What is the primary goal of the minimind project?
The minimind project aims to enable individuals to train a small-parameter GPT model from scratch with minimal cost and time. It focuses on providing a complete, understandable, and reproducible open-source framework for LLM development, making advanced AI accessible to a broader audience.
What kind of models can be trained using minimind?
minimind supports training various small language models, including 64M-parameter GPTs, MoE models, and experimental versions like MiniMind-V (vision multimodal), MiniMind-dLM (diffusion language model), and MiniMind-Linear (linear attention model).

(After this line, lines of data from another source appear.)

PR #202, opened 2022-10-24
Refactor: clean persistence tests to avoid duplicate testing

### LINKED ISSUE #198: Clean up persistence tests to make them run faster
Just dumping some quotes since I'm lazy:

> BB: Regarding the tests, I have modified them so that they now run once with save/load and once with dumps/loads. This of course doubles the time required to run those tests, so in the future we may only run one setting (dumps and loads) and then have a handful of tests that specifically test save/load. [#182]

> AJ: Yeah I saw the code and thought the same. I think testing for a few cases that dump and load do the same as dumps and loads should be enough, and the rest we just do in memory.

BenjaminBossan:
Resolves #198 

After introducing `dumps` and `loads`, we ran all persistence tests twice, once with those functions and once with `dump` and `load`. This is inefficient, since they're basically testing the same thing but running 400+ tests twice is costly. With this PR, we only use the more efficient `dumps` and `loads`. On top of that, there is one test that very specifically tests `dump`  and `load`.

### DIFF
--- a/skops/io/tests/test_persist.py
+++ b/skops/io/tests/test_persist.py
@@ -6,6 +6,7 @@ import sys
 import warnings
 from collections import Counter
 from functools import partial, wraps
+from pathlib import Path
 from zipfile import ZipFile
 
 import numpy as np
@@ -51,7 +52,7 @@ from sklearn.utils.estimator_checks import (
 )
 
 import skops
-from skops.io import dumps, loads
+from skops.io import dump, dumps, load, loads
 from skops.io._dispatch import GET_INSTANCE_MAPPING, get_instance
 from skops.io._sklearn import UNSUPPORTED_TYPES
 from skops.io._utils import _get_state, get_state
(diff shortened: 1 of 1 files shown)


BenjaminBossan:

skops/io/tests/test_persist.py
```diff
@@ -807,3 +789,44 @@ def test_get_instance_unknown_type_error_msg():
...
+    """Estimator with np array, np scalar, and sparse matrix attribute"""
+
+    def fit(self, X, y=None):
+        self.numpy_array = np.zeros(3)
+        self.numpy_scalar = np.ones(1)[0]
+        self.sparse_matrix = sparse.csr_matrix(np.arange(3))
+        return self
+
+
+def test_dump_to_and_load_from_disk(tmp_path):
```
adrinjalali, line 804: maybe as an alternative, or another test, we could save/load from disk and memory, and compare the objects' hashes to make sure they're the same?

adrinjalali (commented):
Thanks, otherwise LGTM.

skops/io/tests/test_persist.py
BenjaminBossan: Yes, I can add another test. To be sure I understand correctly, you mean comparing the hashes of both objects in memory, one obtained through `dump/load` and one for `dumps/loads`? If so, what method would you use to hash them, `joblib.hash`?

adrinjalali: yes, exactly.

BenjaminBossan: done

adrinjalali (approved):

Does minimind support different training stages for LLMs?
Yes, minimind covers a comprehensive range of LLM training stages. This includes pre-training, supervised fine-tuning (SFT), LoRA, RLHF (DPO), RLAIF (PPO/GRPO/CISPO), Tool Use, Agentic RL, adaptive thinking, and model distillation, providing a full development pipeline.
What are the hardware requirements for training with minimind?
The project emphasizes low-cost training, with the SFT stage on a single NVIDIA 3090 GPU taking about 2 hours and costing around 3 RMB. While it supports single and multi-GPU setups, a single 24GB GPU like the NVIDIA 3090 is sufficient for rapid reproduction.
Is minimind compatible with existing LLM frameworks and tools?
Yes, minimind is designed for compatibility. It works with mainstream frameworks such as transformers, trl, and peft, as well as popular inference engines like llama.cpp, vllm, and ollama. It also supports visualization tools like wandb and swanlab.